- _Task instructions_
Reproduce each entry below verbatim.

- _Data for analysis_
■ ■ ■

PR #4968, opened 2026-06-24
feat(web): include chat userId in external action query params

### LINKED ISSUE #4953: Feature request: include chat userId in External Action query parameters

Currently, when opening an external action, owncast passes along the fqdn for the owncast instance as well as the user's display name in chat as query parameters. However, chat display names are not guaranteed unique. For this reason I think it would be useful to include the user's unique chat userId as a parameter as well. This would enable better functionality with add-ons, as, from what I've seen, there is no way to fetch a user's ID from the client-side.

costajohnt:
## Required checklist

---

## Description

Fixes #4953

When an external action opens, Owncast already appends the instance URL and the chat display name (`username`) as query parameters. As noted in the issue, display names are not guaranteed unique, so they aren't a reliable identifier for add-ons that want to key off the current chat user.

■ ■ ■

- _Answer section_
PR #4968, opened 2026-06-24
feat(web): include chat userId in external action query params

### LINKED ISSUE #4953: Feature request: include chat userId in External Action query parameters

Currently, when opening an external action, owncast passes along the fqdn for the owncast instance as well as the user's display name in chat as query parameters. However, chat display names are not guaranteed unique. For this reason I think it would be useful to include the user's unique chat userId as a parameter as well. This would enable better functionality with add-ons, as, from what I've seen, there is no way to fetch a user's ID from the client-side.

costajohnt:
## Required checklist

---

## Description

Fixes #4953

When an external action opens, Owncast already appends the instance URL and the chat display name (`username`) as query parameters. As noted in the issue, display names are not guaranteed unique, so they aren't a reliable identifier for add-ons that want to key off the current chat user.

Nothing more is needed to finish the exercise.